Listed records ::
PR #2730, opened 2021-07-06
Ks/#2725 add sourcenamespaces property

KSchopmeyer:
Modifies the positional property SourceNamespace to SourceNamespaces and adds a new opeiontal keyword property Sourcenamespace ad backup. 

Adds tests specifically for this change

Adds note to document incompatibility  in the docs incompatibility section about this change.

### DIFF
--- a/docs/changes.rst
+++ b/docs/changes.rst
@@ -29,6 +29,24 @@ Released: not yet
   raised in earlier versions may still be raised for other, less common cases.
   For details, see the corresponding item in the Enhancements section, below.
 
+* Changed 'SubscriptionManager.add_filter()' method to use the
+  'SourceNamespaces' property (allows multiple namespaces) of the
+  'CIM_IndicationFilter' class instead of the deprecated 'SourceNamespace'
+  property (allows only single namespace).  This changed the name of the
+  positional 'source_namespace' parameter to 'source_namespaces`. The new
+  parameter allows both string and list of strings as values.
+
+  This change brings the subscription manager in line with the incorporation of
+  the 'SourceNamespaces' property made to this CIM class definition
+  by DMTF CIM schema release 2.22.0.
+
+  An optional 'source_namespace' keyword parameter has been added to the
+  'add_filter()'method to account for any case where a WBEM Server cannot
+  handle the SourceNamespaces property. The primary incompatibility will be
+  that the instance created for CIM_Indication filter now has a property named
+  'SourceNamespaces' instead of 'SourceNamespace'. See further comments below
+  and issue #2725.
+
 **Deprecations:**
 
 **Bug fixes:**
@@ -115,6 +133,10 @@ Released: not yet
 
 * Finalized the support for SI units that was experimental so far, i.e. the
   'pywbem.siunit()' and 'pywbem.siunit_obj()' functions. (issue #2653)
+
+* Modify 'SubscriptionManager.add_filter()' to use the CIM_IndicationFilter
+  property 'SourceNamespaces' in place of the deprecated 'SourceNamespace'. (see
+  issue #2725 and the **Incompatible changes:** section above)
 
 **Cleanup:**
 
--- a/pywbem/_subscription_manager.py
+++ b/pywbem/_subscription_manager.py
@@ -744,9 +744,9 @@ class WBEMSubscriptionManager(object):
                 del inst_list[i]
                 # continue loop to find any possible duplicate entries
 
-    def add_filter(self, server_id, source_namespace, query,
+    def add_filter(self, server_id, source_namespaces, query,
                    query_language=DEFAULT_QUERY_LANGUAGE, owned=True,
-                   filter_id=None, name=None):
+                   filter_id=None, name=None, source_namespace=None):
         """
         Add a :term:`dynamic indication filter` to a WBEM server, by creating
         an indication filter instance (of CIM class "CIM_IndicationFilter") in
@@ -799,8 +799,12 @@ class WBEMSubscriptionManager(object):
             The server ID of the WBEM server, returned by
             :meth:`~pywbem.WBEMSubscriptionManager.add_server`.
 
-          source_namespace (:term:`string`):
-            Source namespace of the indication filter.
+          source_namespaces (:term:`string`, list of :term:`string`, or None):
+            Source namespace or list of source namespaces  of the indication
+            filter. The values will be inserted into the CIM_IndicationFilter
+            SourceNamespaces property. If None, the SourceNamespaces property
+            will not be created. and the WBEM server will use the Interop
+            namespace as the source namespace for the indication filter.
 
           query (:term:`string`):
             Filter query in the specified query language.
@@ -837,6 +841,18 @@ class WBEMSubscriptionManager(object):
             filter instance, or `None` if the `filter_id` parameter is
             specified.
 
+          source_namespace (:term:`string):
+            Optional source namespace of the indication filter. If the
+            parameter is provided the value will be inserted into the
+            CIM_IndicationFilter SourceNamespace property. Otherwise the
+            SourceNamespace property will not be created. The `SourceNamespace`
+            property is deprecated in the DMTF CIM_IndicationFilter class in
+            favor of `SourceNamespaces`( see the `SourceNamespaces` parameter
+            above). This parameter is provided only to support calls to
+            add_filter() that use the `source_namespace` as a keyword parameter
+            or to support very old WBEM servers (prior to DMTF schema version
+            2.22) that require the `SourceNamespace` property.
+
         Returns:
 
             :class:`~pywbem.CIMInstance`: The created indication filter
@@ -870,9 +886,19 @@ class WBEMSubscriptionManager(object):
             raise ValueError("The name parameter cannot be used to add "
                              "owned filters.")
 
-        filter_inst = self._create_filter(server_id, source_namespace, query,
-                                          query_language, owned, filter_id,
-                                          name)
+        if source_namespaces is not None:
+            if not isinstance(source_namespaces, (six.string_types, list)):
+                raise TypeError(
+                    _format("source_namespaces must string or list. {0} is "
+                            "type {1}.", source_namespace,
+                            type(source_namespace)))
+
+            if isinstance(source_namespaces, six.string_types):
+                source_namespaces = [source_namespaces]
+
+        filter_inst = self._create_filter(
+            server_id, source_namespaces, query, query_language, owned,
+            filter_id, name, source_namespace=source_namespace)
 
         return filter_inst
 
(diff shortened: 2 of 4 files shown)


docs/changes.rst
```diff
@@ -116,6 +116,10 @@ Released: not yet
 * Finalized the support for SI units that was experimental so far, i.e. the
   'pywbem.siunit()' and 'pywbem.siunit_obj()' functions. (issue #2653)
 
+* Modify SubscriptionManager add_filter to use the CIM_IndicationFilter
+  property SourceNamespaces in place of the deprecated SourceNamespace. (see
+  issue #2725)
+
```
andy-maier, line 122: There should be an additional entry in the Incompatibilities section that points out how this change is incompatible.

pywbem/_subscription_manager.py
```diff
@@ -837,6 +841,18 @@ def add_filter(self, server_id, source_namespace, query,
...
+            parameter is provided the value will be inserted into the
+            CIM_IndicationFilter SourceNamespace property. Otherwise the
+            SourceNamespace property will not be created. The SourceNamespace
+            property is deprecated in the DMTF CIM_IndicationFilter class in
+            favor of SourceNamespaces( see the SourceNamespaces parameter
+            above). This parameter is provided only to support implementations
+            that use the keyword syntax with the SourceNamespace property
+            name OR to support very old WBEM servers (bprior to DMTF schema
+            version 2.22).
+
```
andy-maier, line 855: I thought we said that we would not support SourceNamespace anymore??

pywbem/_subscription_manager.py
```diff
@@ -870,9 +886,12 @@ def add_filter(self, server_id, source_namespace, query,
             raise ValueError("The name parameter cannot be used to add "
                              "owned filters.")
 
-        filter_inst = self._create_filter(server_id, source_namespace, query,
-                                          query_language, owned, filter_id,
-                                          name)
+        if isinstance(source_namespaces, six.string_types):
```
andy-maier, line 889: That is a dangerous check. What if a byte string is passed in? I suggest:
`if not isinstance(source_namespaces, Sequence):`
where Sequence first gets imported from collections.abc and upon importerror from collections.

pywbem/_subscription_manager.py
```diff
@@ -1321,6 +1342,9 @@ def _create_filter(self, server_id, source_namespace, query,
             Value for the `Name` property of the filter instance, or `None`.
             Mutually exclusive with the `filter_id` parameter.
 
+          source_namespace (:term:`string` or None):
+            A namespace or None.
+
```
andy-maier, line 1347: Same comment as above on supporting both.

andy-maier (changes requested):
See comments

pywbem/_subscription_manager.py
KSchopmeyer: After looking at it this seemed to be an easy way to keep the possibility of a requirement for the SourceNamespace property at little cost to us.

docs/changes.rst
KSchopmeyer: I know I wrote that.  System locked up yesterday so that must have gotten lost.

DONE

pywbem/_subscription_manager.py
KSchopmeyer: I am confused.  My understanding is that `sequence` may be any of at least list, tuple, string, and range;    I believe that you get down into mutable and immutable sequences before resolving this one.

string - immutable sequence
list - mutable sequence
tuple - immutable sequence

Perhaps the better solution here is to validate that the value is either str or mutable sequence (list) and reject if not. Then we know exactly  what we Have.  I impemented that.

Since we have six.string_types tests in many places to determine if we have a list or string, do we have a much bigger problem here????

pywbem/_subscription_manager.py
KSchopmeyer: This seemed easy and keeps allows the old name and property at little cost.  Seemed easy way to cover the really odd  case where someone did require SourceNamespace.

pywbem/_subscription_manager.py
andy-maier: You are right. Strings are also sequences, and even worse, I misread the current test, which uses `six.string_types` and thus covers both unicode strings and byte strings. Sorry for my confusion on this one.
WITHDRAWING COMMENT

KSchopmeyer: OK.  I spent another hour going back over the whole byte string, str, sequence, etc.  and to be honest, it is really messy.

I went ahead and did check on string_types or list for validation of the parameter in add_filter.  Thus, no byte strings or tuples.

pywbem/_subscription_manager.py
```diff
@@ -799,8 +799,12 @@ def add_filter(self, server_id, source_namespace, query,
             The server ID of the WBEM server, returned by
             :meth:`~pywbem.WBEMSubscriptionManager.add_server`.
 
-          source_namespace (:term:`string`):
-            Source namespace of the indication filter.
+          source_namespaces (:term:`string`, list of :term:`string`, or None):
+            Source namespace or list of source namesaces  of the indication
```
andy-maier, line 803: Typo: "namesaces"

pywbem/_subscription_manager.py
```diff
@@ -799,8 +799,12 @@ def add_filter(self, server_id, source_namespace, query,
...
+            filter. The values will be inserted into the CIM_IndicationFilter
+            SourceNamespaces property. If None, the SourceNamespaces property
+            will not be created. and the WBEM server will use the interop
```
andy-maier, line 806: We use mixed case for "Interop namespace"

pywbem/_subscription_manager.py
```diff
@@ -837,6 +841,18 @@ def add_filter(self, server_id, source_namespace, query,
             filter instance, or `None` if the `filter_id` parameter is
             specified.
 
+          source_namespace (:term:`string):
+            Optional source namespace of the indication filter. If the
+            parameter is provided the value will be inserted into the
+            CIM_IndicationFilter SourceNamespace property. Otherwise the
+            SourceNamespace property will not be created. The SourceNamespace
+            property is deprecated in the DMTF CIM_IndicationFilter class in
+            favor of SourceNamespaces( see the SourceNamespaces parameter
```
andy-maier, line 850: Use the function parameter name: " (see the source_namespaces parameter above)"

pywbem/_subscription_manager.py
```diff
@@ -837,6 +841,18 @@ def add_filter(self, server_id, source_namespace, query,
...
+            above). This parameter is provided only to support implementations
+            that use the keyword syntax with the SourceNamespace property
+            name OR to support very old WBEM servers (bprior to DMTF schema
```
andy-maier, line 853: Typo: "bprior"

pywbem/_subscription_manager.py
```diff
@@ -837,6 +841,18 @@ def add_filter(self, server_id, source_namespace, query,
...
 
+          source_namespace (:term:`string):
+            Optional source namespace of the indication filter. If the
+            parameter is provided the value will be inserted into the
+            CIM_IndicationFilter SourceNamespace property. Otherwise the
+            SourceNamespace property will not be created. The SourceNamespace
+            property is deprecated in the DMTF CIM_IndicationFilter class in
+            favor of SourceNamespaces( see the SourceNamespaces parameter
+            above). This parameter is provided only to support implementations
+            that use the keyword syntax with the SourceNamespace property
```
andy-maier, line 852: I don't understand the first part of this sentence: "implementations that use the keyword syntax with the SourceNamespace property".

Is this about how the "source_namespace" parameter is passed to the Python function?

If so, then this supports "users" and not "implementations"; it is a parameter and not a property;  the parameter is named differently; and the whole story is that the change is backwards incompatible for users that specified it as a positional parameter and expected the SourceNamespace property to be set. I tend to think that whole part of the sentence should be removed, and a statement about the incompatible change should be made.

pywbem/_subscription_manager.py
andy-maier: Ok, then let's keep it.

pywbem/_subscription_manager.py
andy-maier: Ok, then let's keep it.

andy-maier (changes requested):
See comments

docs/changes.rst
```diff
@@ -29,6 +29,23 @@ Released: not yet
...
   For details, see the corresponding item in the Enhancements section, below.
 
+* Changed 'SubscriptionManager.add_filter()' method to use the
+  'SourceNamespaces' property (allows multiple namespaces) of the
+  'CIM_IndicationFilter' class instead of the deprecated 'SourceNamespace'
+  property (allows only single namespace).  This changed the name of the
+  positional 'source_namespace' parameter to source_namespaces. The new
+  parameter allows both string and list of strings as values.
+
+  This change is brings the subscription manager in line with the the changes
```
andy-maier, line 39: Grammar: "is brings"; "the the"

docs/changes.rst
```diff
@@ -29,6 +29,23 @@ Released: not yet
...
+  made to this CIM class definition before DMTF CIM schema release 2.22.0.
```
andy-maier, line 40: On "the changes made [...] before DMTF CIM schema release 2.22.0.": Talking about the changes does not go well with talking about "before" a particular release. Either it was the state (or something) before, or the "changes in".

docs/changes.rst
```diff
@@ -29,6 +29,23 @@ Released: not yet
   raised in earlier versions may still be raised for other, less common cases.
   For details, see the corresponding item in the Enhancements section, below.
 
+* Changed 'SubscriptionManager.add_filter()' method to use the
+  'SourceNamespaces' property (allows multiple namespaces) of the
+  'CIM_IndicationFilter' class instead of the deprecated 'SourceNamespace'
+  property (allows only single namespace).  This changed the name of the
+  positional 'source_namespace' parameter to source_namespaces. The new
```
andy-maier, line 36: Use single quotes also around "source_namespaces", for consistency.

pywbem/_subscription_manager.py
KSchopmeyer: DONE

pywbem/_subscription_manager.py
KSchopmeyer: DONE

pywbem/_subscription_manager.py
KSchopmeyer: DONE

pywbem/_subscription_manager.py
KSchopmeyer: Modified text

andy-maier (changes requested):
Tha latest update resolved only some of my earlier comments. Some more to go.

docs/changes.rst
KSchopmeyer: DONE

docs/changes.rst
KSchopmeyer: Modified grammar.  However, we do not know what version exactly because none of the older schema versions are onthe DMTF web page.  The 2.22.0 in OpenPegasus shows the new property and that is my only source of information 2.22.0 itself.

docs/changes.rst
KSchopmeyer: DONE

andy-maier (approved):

Task directions :: What you return should be exactly the lines above, starting at the one with "a keyword parameter" and ending at the one with "created indication filter", and nothing else.

Exercise output ::
+            add_filter() that use the `source_namespace` as a keyword parameter
+            or to support very old WBEM servers (prior to DMTF schema version
+            2.22) that require the `SourceNamespace` property.
+
         Returns:
 
             :class:`~pywbem.CIMInstance`: The created indication filter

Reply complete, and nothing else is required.